● ASSIGNMENT
Show the lines below where "https" occurs.

● ● ● ● ● ● ●

PR #54, opened 2011-07-01
Bug fix and feature addition to Validaiton observer

phil-lavin:
Bug fix concerns using related fields on a model which is being validated with the validation observer. When this code executes...

<code>
foreach ($input as $k => $v)
{
    $obj->{$k} = $val->validated($k);
}
</code>

$val->validated('related_field_name') returns false as the related field is not known to the validation object.

The fix adds related fields to the object to ensure validation doesn't replace the array with false. Validation of related fields would be handled using observers in the related model classes.

The feature addition allows a user to do $model->observe('validate') to manually initiate validation. This is useful on the odd occasion you wish to validate without saving.

### DIFF
--- a/classes/observer/validation.php
+++ b/classes/observer/validation.php
@@ -25,8 +25,9 @@ class Observer_Validation extends Observer {
 	 * @param   Fieldset|null
 	 * @return  Fieldset
 	 */
-	public static function set_fields($class, $fieldset = null)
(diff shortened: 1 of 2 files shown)


phil-lavin:
Early duplicate of https://github.com/fuel/orm/pull/59

Closing.

PR #59, opened 2011-07-19
Observer_Validation Changes

phil-lavin:
This is the product of a month or so of work and testing to make this observer fit for general purpose. We are using it (repackaged) internally now.

It's probably not perfect but it can likely be improved over time.

The fixes are, from what I recall, the following...

:: Pass an object instead of a class to allow callables to be added from it to allow for custom validation rules to be added to a model

:: Pull request from https://github.com/fuel/orm/pull/53 has been added to fix what was a fairly fundamental stumbling point in getting it to work

:: Created a validate() method to allow validation without saving

Thoughts?

### DIFF
--- a/classes/observer/updatedat.php
+++ b/classes/observer/updatedat.php
@@ -19,7 +19,10 @@ class Observer_UpdatedAt extends Observer {
 
 	public function before_save(Model $obj)
 	{
-		$obj->{static::$property} = static::$mysql_timestamp ? \Date::time()->format('mysql') : \Date::time()->get_timestamp();
+		if ($obj->is_new() || $obj->is_changed())
+		{
+			$obj->{static::$property} = static::$mysql_timestamp ? \Date::time()->format('mysql') : \Date::time()->get_timestamp();
+		}
 	}
 }
 
--- a/classes/observer/validation.php
+++ b/classes/observer/validation.php
@@ -25,8 +25,9 @@ class Observer_Validation extends Observer {
 	 * @param   Fieldset|null
 	 * @return  Fieldset
 	 */
-	public static function set_fields($class, $fieldset = null)
+	public static function set_fields($obj, $fieldset = null)
 	{
+		$class = get_class($obj);
 		$properties = $class::properties();
 
 		if (is_null($fieldset))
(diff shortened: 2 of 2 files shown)


jschreuder:
It's moving in the right direction, but there's a couple of things that aren't right yet.

First the tip also shared on IRC: you can just do `$obj->properties()` instead of `$class = get_class($obj); $class::properties()`, calling it on the instance is a lot faster as the `$class::properties()` is basicly the same as `call_user_func(array($class, 'properties'))` and that's slow.

One of the major points here is about re-usability, which becomes a problem in the current code because the fields are always added. The solution from pull-request #50 isn't elegant as I said, and it still isn't. Fields should only be added once, not iterated over again and again - once the fieldset is generated it should just do.  
This problem is further demonstrated by the right idea to add the object as a callable, but now every time validation is run another object is added to the callables. If you have 100 objects to validate, there's a 100 callables added at the end.  
The bottom line here is that we need a solution to detect whether the fields were added to the Fieldset instance already. Best solution I can think of right now is to add a static variable to the method that keeps track of the fieldsets it has created already, something like this:

```
// at the top of the method
static $generated = array();

// after the fieldset was either fetched or created
! array_key_exists($class, $generated) and $generated[$class] = array();
if ( ! in_array($fieldset, $generated[$class], true))
{
    // add_callable() & add the fields non-conditional

    // end with this to prevent regeneration
    $generated[get_class($obj)][] = $fieldset;
}
```

Also as discussed on IRC the fix for relations is wrong. Those shouldn't be there as empty fields. The problem lies in the fact that when this was created the ArrayAccess didn't return relations, because it does now the relations are added to the $input array in the validate() method while they shouldn't be. That's also where both the problem and the solution lies: Relations shouldn't be added to the input array.

And lastly: the [Model::set_form_fields()](https://github.com/fuel/orm/blob/master/classes/model.php#L1101) method must become non-static and pass $this instead of get_called_class().

I agree with the validate() method, that's a good idea.

jschreuder:
As you haven't responded yet I'm going to assume this will do and close this issue.

phil-lavin:
Haven't had chance to try it. Likely won't get chance for a few weeks. I'll reopen if/when I get chance to test.

PR #65, opened 2011-08-03
Added support for hydration via DB::as_model

frankdejonge:
So we can do:

$model = DB::select()->from('table')->as_object('Model_Something')->exectute()->current();

### DIFF
--- a/classes/model.php
+++ b/classes/model.php
@@ -1061,7 +1061,7 @@ class Model implements \ArrayAccess, \Iterator {
 		$property = (array) $property ?: array_keys(static::properties());
 		foreach ($property as $p)
 		{
-			if ($this->{$p} !== $this->_original[$p])
+			if ( ! isset($this->_original[$p]) or $this->{$p} !== $this->_original[$p])
 			{
 				return true;
 			}
--- a/classes/model.php
+++ b/classes/model.php
@@ -543,6 +543,12 @@ class Model implements \ArrayAccess, \Iterator {
 	 */
 	public function __construct(array $data = array(), $new = true)
 	{
+		if( ! empty($this->_data))
+		{
+			$this->_original = $this->_data;
+			$new = false;
+		}
+		
 		if ($new)
 		{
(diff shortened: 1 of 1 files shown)


classes/model.php
```diff
@@ -543,6 +543,20 @@ class Model implements \ArrayAccess, \Iterator {
 	 */
 	public function __construct(array $data = array(), $new = true)
 	{
+		if( ! empty($this->_data))
+		{
```
jschreuder, line 547: @FrenkyNet I don't get this, how could this ever happen? When `__construct()` is called it's always going to be empty...?

classes/model.php
```diff
@@ -1055,7 +1069,7 @@ class Model implements \ArrayAccess, \Iterator {
 		$property = (array) $property ?: array_keys(static::properties());
 		foreach ($property as $p)
 		{
-			if ($this->{$p} !== $this->_original[$p])
+			if ( ! isset($this->_original[$p]) or $this->{$p} !== $this->_original[$p])
```
jschreuder, line 1072: Why is this? To prevent a PHP notice?

Becasue basicly it's wrong, the lack of a value doesn't signify whether or not it's been changed. Also `isset()` returns false when the value is null, which it might very well be set to.

frankdejonge, line 1072: this should be array_key_exists probalby. it's for supporting subsets.

classes/model.php
frankdejonge, line 547: I'll setup an example so you can see how it works.

jschreuder, line 547: That's just weird, but good to know.

classes/model.php
jschreuder, line 1072: There will be more problems for supporting subsets, allowing for that won't be as simple as this. I still haven't gotten round to checking up on that.

As to this part of any eventual solution: now you are just ignoring any values that weren't there when loading but are there when saving. It should either be saved or throw an exception when being set. Allowing to set it but not saving it is wrong.

PR #592, opened 2016-12-30
Issue #2816237: Create an AdjustmentType plugin for Adjustments

steveoliver:
See https://www.drupal.org/node/2816237


mglaman:
On phone, but

* Why field definitions in base?
* No need for schema.yml changes, no config entity 
* Should it be a YAML plugin? Having the class doesn't do too much for each adjustment type, does it?

steveoliver:
ah-ha - I wasn't sure exactly how to implement the plugins, but yaml does make sense. And those schema changes made it in accidentally, from when i originally thought we'd have UI and config based types.

mglaman:
Cool! Thanks for tackling this

mglaman:
Looks great. Can we maybe get a test module which provides an adjustment type and add test coverage to widget?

● ● ● ● ● ● ●

● ANSWER AREA
Early duplicate of https://github.com/fuel/orm/pull/59
:: Pull request from https://github.com/fuel/orm/pull/53 has been added to fix what was a fairly fundamental stumbling point in getting it to work
And lastly: the [Model::set_form_fields()](https://github.com/fuel/orm/blob/master/classes/model.php#L1101) method must become non-static and pass $this instead of get_called_class().
See https://www.drupal.org/node/2816237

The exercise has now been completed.